§ Data supplied
PR #1576, opened 2025-04-30
Edar/datasets in experiment

Efrat1:
## Summary
Support using verifiable datasets in experiment, includes
* Multiple data sources
* S3 data sources
* Verifiability

Add histology S3 workspace example.

## Type of Change (Mandatory)
- Feature enhancement  

## Description (Mandatory)
* Allow multiple data sources, including S3
* S3 workspace example
* CLI command for calculating root hash of a given dataset
* Add 'name' to data sources classes
* Keep backward compatibility

## Testing
Pass verifiable existing unittests
Run full experiments using JSON definition of the data sources (new method)
and  full experiments using data_path (the tradtional method)

**Run instructions:**
1. Run MINIO or S3 server.
2. Set: 
`export YOUR_ACCESS_KEY=<your_access_key>`
`export YOUR_SECRET_KEY=<your_secret_key>`
example:
`export MINIO_ROOT_PASSWORD=minioadmin`
`export MINIO_ROOT_USER=minioadmin`

3. Setup workspace and aggregator:
`fx workspace create --prefix ./hist_s3 --template torch/histology_s3`
`cd hist_s3/`
`pip install -r requirements.txt > /dev/null`
`fx workspace certify`
`fx aggregator generate-cert-request --fqdn localhost`
`fx aggregator certify --fqdn localhost --silent`

4. Create client: `--data_path` should point a directory that contains a file `datasources.json`, foe example:
`fx collaborator create --data_path plan/collaborator1  -n bob --silent`

5. Optional: Calculate the root hash of the collaborator's dataset.
The hash will be saved at `<data_path>/hash.txt`. In dataloader, if this file is found, dataset integrity verification will be performed.
`fx collaborator calchash --data_path plan/collaborator1`

6. Complete client certification:
`fx collaborator generate-cert-request -n bob --silent`
`fx collaborator certify --request-pkg col_bob_to_agg_cert_request.zip --silent`
`fx collaborator certify --import agg_to_col_bob_signed_cert.zip`

7. Repeat steps 4,5,6 for each client

8. Initialize plan:
`fx plan initialize -a localhost`

9. Start experiment (for example, collaborators bob and charlie):
`fx aggregator start & fx collaborator start -n bob & fx collaborator start -n charlie`

### DIFF
--- a/openfl-workspace/torch/histology_s3/src/dataloader.py
+++ b/openfl-workspace/torch/histology_s3/src/dataloader.py
@@ -1,0 +1,213 @@
+# Copyright (C) 2025 Intel Corporation
+# SPDX-License-Identifier: Apache-2.0
+
+"""You may copy this file as the starting point of your own model."""
+
+from collections.abc import Iterable
+from logging import getLogger
+import os
+import sys
+
+
+from openfl.federated import PyTorchDataLoader
+import numpy as np
+from openfl.federated.data.sources.torch.verifiable_map_style_image_folder import VerifiableImageFolder
+from openfl.federated.data.sources.data_sources_json_parser import DataSourcesJsonParser
+from openfl.utilities.path_check import is_directory_traversal
+import torch
+from torch.utils.data import random_split
+from torchvision.transforms import ToTensor
+
+
+logger = getLogger(__name__)
+
+
+class PyTorchHistologyVerifiableDataLoader(PyTorchDataLoader):
+    """PyTorch data loader for Histology dataset."""
+
+    def __init__(self, data_path, batch_size, **kwargs):
+        """Instantiate the data object.
+
+        Args:
+            data_path: The file path to the data
+            batch_size: The batch size of the data loader
+            **kwargs: Additional arguments, passed to super init
+             and load_mnist_shard
+        """
+        super().__init__(batch_size, random_seed=0, **kwargs)
+
+        # Set Histology-specific default attributes
+        self.feature_shape = [3, 150, 150]
+        self.num_classes = 8
+
+        # If data_path is None, this is being used for model initialization only
+        if data_path is None:
+            logger.info("Initializing dataloader for model creation only (no data loading)")
+            return
+
+        verifible_dataset_info = self.get_verifiable_dataset_info(data_path)
+
+        hash_file_path = os.path.join(data_path, "hash.txt")
+        verify_dataset_items = False
+        if os.path.isfile(hash_file_path):
+            logger.info(f"Found hash file at: {hash_file_path}. Verifying dataset...")
+            verify_dataset_items = True
+            with open(hash_file_path, "r", encoding="utf-8") as file:
+                hash_value = file.read()
+            dataset_valid = verifible_dataset_info.verify_dataset(root_hash=hash_value)
+            if not dataset_valid:
+                logger.error("The dataset is not valid.")
+                sys.exit(1)
+            else:
+                logger.info("The dataset is valid.")
+
+        _, num_classes, X_train, y_train, X_valid, y_valid = load_histology_shard(
+            verifible_dataset_info=verifible_dataset_info, verify_dataset_items=verify_dataset_items, **kwargs)
+
+        self.X_train = X_train
+        self.y_train = y_train
+        self.X_valid = X_valid
+        self.y_valid = y_valid
+
+        self.num_classes = num_classes
+
+
+    def get_feature_shape(self):
+        """Returns the shape of an example feature array.
+
+        Returns:
+            list: The shape of an example feature array [3, 150, 150] for Histology images.
+        """
+        return self.feature_shape
+
+    def get_num_classes(self):
+        """Returns the number of classes for classification tasks.
+
+        Returns:
+            int: The number of classes (8 for Histology dataset).
+        """
+        return self.num_classes
+
+    def get_verifiable_dataset_info(self, data_path):
+        """
+        Parse dataset information from `datasources.json` in the given directory.
+
+        Args:
+            data_path (str): Path to the directory containing `datasources.json`.
+
+        Returns:
+            VerifiableDatasetInfo: Parsed dataset information.
+
+        Raises:
+            SystemExit: If `data_path` is invalid or missing `datasources.json`.
+        """
+        """Return the verifiable dataset info object for the given data sources."""
+        if data_path and is_directory_traversal(data_path):
+            logger.error("Data path is out of the openfl workspace scope.")
+        if not os.path.isdir(data_path):
+            logger.error("The data path must be a directory.")
+            sys.exit(1)
+
+        datasources_json_path = os.path.join(data_path, "datasources.json")
+        if not os.path.isfile(datasources_json_path):
+            logger.error("The directory must contain a file named 'datasources.json' at the first level.")
+            sys.exit(1)
+        with open(datasources_json_path, "r", encoding="utf-8") as file:
+            data = file.read()
+        return DataSourcesJsonParser.parse(data)
+
+
+class HistologyDataset(VerifiableImageFolder):
+    """Colorectal Histology Dataset."""
+
+    def __init__(self, **kwargs) -> None:
+        """Initialize."""
+        super().__init__(**kwargs)
+
+    def __getitem__(self, index):
+        """Allow getting items by slice index."""
+        if isinstance(index, Iterable):
+            return [super().__getitem__(i) for i in index]
+        else:
+            return super().__getitem__(index)
+
+
+def _load_raw_data(verifiable_dataset_info, verify_dataset_items=False, train_split_ratio=0.8, **kwargs):
+    """
+    Load the raw data by shard.
+
+    Returns tuples of the dataset shard divided into training and validation.
+
+    Args:
+        data_path (str): The path to the dataset.
+
+    Returns:
+        2 tuples: (image, label) of the training, validation dataset
+    """
+    dataset = HistologyDataset(
+        vds=verifiable_dataset_info,
+        transform=ToTensor(),
+        verify_dataset_items=verify_dataset_items
+    )
+    n_train = int(train_split_ratio * len(dataset))
+    n_valid = len(dataset) - n_train
+    ds_train, ds_val = random_split(
+        dataset, lengths=[n_train, n_valid], generator=torch.manual_seed(0))
+
+    # create the shards
+    X_train, y_train = list(zip(*ds_train))
+    X_train, y_train = np.stack(X_train), np.array(y_train)
+
+    X_valid, y_valid = list(zip(*ds_val))
+    X_valid, y_valid = np.stack(X_valid), np.array(y_valid)
+
+    return (X_train, y_train), (X_valid, y_valid)
+
+
+
+def load_histology_shard(verifible_dataset_info, verify_dataset_items,
+                         categorical=False, channels_last=False, **kwargs):
+    """
+    Load the Histology dataset.
+
+    Args:
+        data_path (str): path to data directory
+        categorical (bool): True = convert the labels to one-hot encoded
+         vectors (Default = True)
+        channels_last (bool): True = The input images have the channels
+         last (Default = True)
+        **kwargs: Additional parameters to pass to the function
+
+    Returns:
+        list: The input shape
+        int: The number of classes
+        numpy.ndarray: The training data
+        numpy.ndarray: The training labels
+        numpy.ndarray: The validation data
+        numpy.ndarray: The validation labels
+    """
+    img_rows, img_cols = 150, 150
+    num_classes = 8
+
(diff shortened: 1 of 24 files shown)


openfl-workspace/torch/histology_s3/plan/datasources.yaml
```diff
@@ -0,0 +1,6 @@
+# Copyright (C) 2025 Intel Corporation
+# Licensed subject to the terms of the separately executed evaluation license agreement between Intel Corporation and you.
+
+bob, plan/datasources_conf.json
+charlie,plan/datasources_2_conf.json
```
teoparvanov: Instead of creating a separate yaml file for data sources, I'd suggest enhancing the functionality around `data.yaml` (incl. the `fx collaborator create -d` command) - to accommodate for (optional) datasources defined as `json` configurations. This could be done for example by adding a `-ds`/`--data_sources` CLI parameter (see [documentation reference](https://openfl.readthedocs.io/en/latest/reference/fx.collaborator.html#fx-collaborator-create)).

Note that the names of the collaborators should not be present in the `yaml` files of the workspace template, as they are defined when configuring the actual workspace (see the [quickstart guide](https://openfl.readthedocs.io/en/latest/tutorials/taskrunner.html) for reference).

openfl/utilities/dataloading.py
```diff
@@ -35,7 +35,7 @@ def get_dataloader(
             Defaults to `None`.
         collaborator_index (int ?):
             which collaborator should be used for initializing dataloader
-            among collaborators specified in plan/data.yaml.
```
teoparvanov: I'm not sure I understand the need for these changes...

teoparvanov (changes requested):
Thanks @Efrat1 , this is a good starting point for showcasing the new dataset/datasource class hierarchy in practice. However, I have a suggestion to change the approach to configuring the datasources themselves, to align with the existing process of setting up `data.yaml`:

openfl-workspace/torch/histology_s3/plan/datasources.yaml
```diff
@@ -0,0 +1,6 @@
+# Copyright (C) 2025 Intel Corporation
+# Licensed subject to the terms of the separately executed evaluation license agreement between Intel Corporation and you.
+
+bob, plan/datasources_conf.json
```
MasterSkepticista: "I know a file, who knows a file" :p

openfl-workspace/torch/histology_s3/plan/datasources.yaml
MasterSkepticista, line 1: Since this is a `yaml`, it may be possible to cross-reference information from the same file. Would it be easier to define collaborator/datapaths on top and then define the remainder dataset configuration (i.e. contents of JSON) in this same file?

openfl-workspace/torch/histology_s3/src/dataloader.py
```diff
@@ -0,0 +1,161 @@
...
+    def __init__(self, **kwargs) -> None:
+        """Initialize."""
+        super().__init__(**kwargs)
+
+    def __getitem__(self, index):
+        """Allow getting items by slice index."""
+        if isinstance(index, Iterable):
+            return [super(HistologyDataset, self).__getitem__(i) for i in index]
+        else:
+            return super(HistologyDataset, self).__getitem__(index)
```
MasterSkepticista: Nit: Python 3 `super()` behaves same as `super(BaseClass, self)`

openfl-workspace/torch/histology_s3/src/dataloader.py
```diff
@@ -0,0 +1,161 @@
...
+            
+    # To verify the integrity of the dataset, follow these steps:
+    # 1. Calculate the hash of the dataset using the appropriate command:
+    #    Example: `fx collaborator calchash -n <collaborator_name> -j <path/to/datasources_file.json>`
+    # 2. Retrieve the verifiable dataset information from the arguments:
+    #    `vds = kwargs.get('verifiable_dataset_info')`
+    # 3. Verify the dataset hash using the `vds.verify_dataset(calculated_hash)` method.
+    #    This can be called during the initialization of the dataloader.
+    # Note: To enable `verify_dataset_items=True`, you must first call `vds.verify_dataset(calculated_hash)`.
+    #       This ensures that the hash for each individual item in the dataset is calculated and verified internally.
```
MasterSkepticista: Suggest moving this to function docstring. Helps during editor syntax highlighting or autogenerated documentation.
On a different note, I'm not sure who is the target audience of this comment block. Is this a guideline to the user to verify the integrity? If yes, is this the right contextual location?

openfl/federated/data/sources/data_source.py
```diff
@@ -23,16 +23,19 @@ class DataSource(ABC):
 
     Attributes:
         type (str): The storage type of the data source
+        name (str): The name of the data source
```
MasterSkepticista: Generally a good practice to mention accepted (or expected) values for `type`.

openfl/federated/plan/plan.py
```diff
@@ -450,13 +483,101 @@ def get_data_loader(self, collaborator_name):
...
-        defaults[SETTINGS]["data_path"] = self.cols_data_paths[collaborator_name]
+        datasources = self._get_local_data_sources(collaborator_name, defaults)
+        datasources.extend(self._get_data_sources(collaborator_name))
+
+        if len(datasources) == 0:
+            raise ValueError(f"No data sources found for collaborator {collaborator_name}.")
+
+        vds = VerifiableDatasetInfo(
+            data_sources=datasources,
+            label="",
```
MasterSkepticista: What does `label` refer to? Couldn't infer from the class definition (also worth documenting)
It may cause confusion with `label` in the context of ML

openfl/federated/plan/plan.py
```diff
@@ -450,13 +483,101 @@ def get_data_loader(self, collaborator_name):
...
+
+    def _load_json_file(self, file_path):
+        """Load and parse a JSON file."""
+        try:
+            with open(file_path, "r", encoding="utf-8") as file:
+                return json.load(file)
+        except json.JSONDecodeError as e:
+            raise Exception(f"Invalid JSON in file {file_path}: {e}")
+        except Exception as e:
+            raise Exception(f"An unexpected error occurred while loading {file_path}: {e}")
```
MasterSkepticista: I don't think this much error checking is required. `json.load` handles most standard conditions and exceptions are raised in python unless explicitly handled differently.

MasterSkepticista (changes requested):
Overall, I'm not fully convinced of adding an extra config JSON for datasets (and the downstream impact on relevant commands with a new flag)

I was a bit iffy on the role of `data.yaml` earllier because it only pointed to a path that each collaborator knew separately. There was then a discussion around eliminating `data.yaml` and instead request the data path information during `fx collaborator start -n name -d /path/to/data`, since that was the only contribution made by that file.

However, this PR raises an interesting scenario where each collaborator doesn't immediately start at a data path. Instead it reads a JSON which then fetches the dataset. I see two options to keep the number of config jumps minimal (and also make it easy to developers):

1. Expand the scope of `data.yaml` to also include JSON contents as a yaml within the same file, OR
2. Point collaborator to the same data path. Instead the onus is on dataset class to search for standard identifier file(s) like `sources.json`. If found, those contents are read and datasets are fetched from relevant location(s). If not, the folder itself is treated as a dataset as it is being done today.

openfl-workspace/torch/histology_s3/plan/datasources.yaml
vrancurel: @teoparvanov let's talk when you are back.

openfl/utilities/dataloading.py
Efrat1: Reverted

setup.py
```diff
@@ -94,6 +94,7 @@ def run(self):
         'tensorboardX',
         'protobuf>=4.21,<6.0.0',
         'grpcio>=1.56.2,<1.66.0',
+        'boto3>=1.37.19',
```
teoparvanov: We are very conservative when adding dependencies to the core OpenFL package.

Why is `boto3` needed at the OpenFL level? Could it instead be made as a workspace-level dependency by including it in `histology_s3/requirements.txt`?

openfl-workspace/torch/histology_s3/plan/collaborator1/datasources.json
teoparvanov, line 1: The data source descriptors don't belong to the plan, which is shared with all participants. In practice they will only be available locally at each collaborator.

So, to better emulate the real topology in this example, I suggest creating a `data` folder right under `histology_s3`, and moving the `collaborator1` and `collaborator2` folders there. This would effectively yield the following directory structure:
```
histology_s3/
├── data
        └── collaborator1
        └── collaborator2
```

This way, you would more naturally write:
```shell
fx collaborator create --data_path data/collaborator1  -n bob --silent
fx collaborator calchash --data_path data/collaborator1
...
fx collaborator create --data_path data/collaborator2  -n bob --silent
fx collaborator calchash --data_path data/collaborator2
```

WDYT?

openfl-workspace/torch/histology_s3/src/dataloader.py
```diff
@@ -0,0 +1,187 @@
...
+from openfl.utilities.path_check import is_directory_traversal
+import torch
+from torch.utils.data import random_split
+from torchvision.transforms import ToTensor
+
+
+logger = getLogger(__name__)
+
+
+class PyTorchHistologyInMemory(PyTorchDataLoader):
```
teoparvanov: nit - this is no longer "in memory". We could rename it to `PyTorchHistologyVerifiableDataLoader`

teoparvanov (approved):
This looks great, thank you @Efrat1 ! Also, thanks for describing the user workflow - this both helps with the review, and serves as a foundation for a documentation page 😉 

A couple of final comments from me:

openfl/federated/data/sources/data_source.py
Efrat1: I fixed the type to expect `DataSourceType`

openfl-workspace/torch/histology_s3/src/dataloader.py
Efrat1: Thanks, done

openfl-workspace/torch/histology_s3/src/dataloader.py
Efrat1: Right, fixed

openfl-workspace/torch/histology_s3/plan/collaborator1/datasources.json
Efrat1: Good idea, done

setup.py
Efrat1: Not sure. The thing is that collaborator.py (interface file) imports `DataSourcesJsonParser` (for `calchash`) which in the end imports `boto3`, so any workflow uses the collaborator CLI commands imports `boto3` in the end. See the current failure in CI for example.
Do you have an idea how can we avoid that?

theakshaypant: Hey @Efrat1 ! I faced a similar issue with `pycrytodome` dependency for secure aggregation. What helped there was moving the import statements inside the classes/methods where appropriate. Linking the PR for your reference. 
https://github.com/securefederatedai/openfl/pull/1420/

teoparvanov: Hi @Efrat1 and @theakshaypant, I see... For now I would suggest extracting this functionality into a separate `datahash.py` script at the base of the `histology_s3` workspace. Similarly to the `fx` command, it would receive a single parameter for the path to the data folder. This way, you could also "contain" the `boto3` dependency at the workspace level.

Later on, we'll try to figure out what the general governance flow for OpenFL should look like (including the data commitment step).

Efrat1: I think that what @theakshaypant suggests works nicely and simply (thank you!)

teoparvanov: Ok, but let's help the user by providing a hint about the required package, as it was done for pycryptodome:
```python
from importlib import util

# Check if pycryptodome is installed.
if util.find_spec("Crypto") is None:
    raise Exception(
        "'pycryptodome' not installed."
        "This package is necessary when secure aggregation is enabled."
    )
```

(adapt for boto3 using an appropriate known class that could replace "Crypto")

openfl/federated/data/sources/s3_data_source.py
```diff
@@ -16,14 +14,17 @@ class S3DataSource(DataSource):
...
+        name,
         uri: str,
         endpoint=None,
         access_key_env_name=None,
         secret_key_env_name=None,
         secret_name=None,
         hash_func=None,
     ):
-        super().__init__(DataSourceType.S3)
+        import boto3
```
theakshaypant, line 30: As Teo suggested in another comment, let's raise an exception telling user the package they should install.

setup.py
Efrat1: Nice, added before the import of boto3, and same for azure.

teoparvanov (approved):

§ Directions for this task
What is needed is an exact copy of the lines above, from the one containing "model initialization only" through the one containing "verify_dataset_items = False", with nothing added.

§ Expected answer
+        # If data_path is None, this is being used for model initialization only
+        if data_path is None:
+            logger.info("Initializing dataloader for model creation only (no data loading)")
+            return
+
+        verifible_dataset_info = self.get_verifiable_dataset_info(data_path)
+
+        hash_file_path = os.path.join(data_path, "hash.txt")
+        verify_dataset_items = False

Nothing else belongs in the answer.